Yeh, I'm going to get to drive that thing!

Maybe it dosen't have heated seats, but it has the gun!! 120mm!!

I'm the boss of the road for now on.


----------



## Guest (Apr 11, 2005)

I have sprayed many m.o.d. vehicles and I know their weaknesses. Mind you you couldn't catch/hit me on my R1

J


----------



## Guest (Apr 11, 2005)

> As of today, I'm a soldier.

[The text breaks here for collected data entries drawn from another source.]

PR #7837, opened 2023-05-18
add(ci): check return value of /complete

brendongo:
On scan complete during logged in `semgrep ci` scans, check returned exit code to
see if should block scans. This is to support incoming features that requires
information from semgrep.dev

PR checklist:

### DIFF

This will be my car, it'll crush all of yours


you lucky basterd lol

until you get blown up :shock:


----------



## LM6000 (Mar 14, 2005)

HeavY said:


> 9519sam said:
> 
> 
> > > w/sports pack
> ...


hehehe, that's right Sam and a nice rubber bag to carry it all in :lol:


----------



## Guest (Apr 11, 2005)

nice,

i gotta get meself one of them then,

how much are they?


----------



## Guest (Apr 11, 2005)

i got a honda crx vtec with 66000 miles mint and i clean pug 205 gti 1.6.

i love cars and would change one of them to something with a turbo but im saving for austrailia :x


----------



## Guest (Apr 11, 2005)

Isuzu trooper LWB ( Discovery & boy racer destroyer) :wink: Watch people s**t themselves on narrow country roads when you floor it towards them in one of these. :lol:


----------



## Guest (Apr 11, 2005)

zx9rjas. said:


> I have sprayed many m.o.d. vehicles and I know their weaknesses. Mind you you couldn't catch/hit me on my R1
> 
> J


Untill you hit the mine I left in the road for you :wink:

Send me a PM with the weaknesses, we don't the enemies knowing them.

:lol:


----------



## LM6000 (Mar 14, 2005)

steve said:


> nice,
> 
> i gotta get meself one of them then,
> 
> how much are they?


28K all in....and extra for the missus gouging an alloy and doing a tyre

 :roll: :x :shock:


----------



## LM6000 (Mar 14, 2005)

irish bulldog said:


> i got a honda crx vtec with 66000 miles mint and i clean pug 205 gti 1.6.
> 
> i love cars and would change one of them to something with a turbo but im saving for austrailia :x


Pug 205 GTI, hell yeah!!!

I loved my one, handled like nothing else!


----------



## Guest (Apr 12, 2005)

LM6000 said:


> irish bulldog said:
> 
> 
> > i got a honda crx vtec with 66000 miles mint and i clean pug 205 gti 1.6.
> ...


yes great wee car and very hard to find a clean one you can through these wee cars about and they wont spin


----------



## Guest (Apr 12, 2005)

I Passed my test today, so I now drive my mothers Fiesta!! :lol:


----------



## LM6000 (Mar 14, 2005)

Sweet, congratulations Benji


----------



## Guest (Apr 13, 2005)

Ford Mustang GT (V8 4.6L)


----------



## Guest (Apr 13, 2005)

what year redespy? has to be post '95. have you driven a 5.0 before?


----------



## Guest (Apr 13, 2005)

> Ford Mustang GT (V8 4.6L)


How many liters/gallons does it take to fill it up and well tell ya how much it would cost in the uk to fill her up!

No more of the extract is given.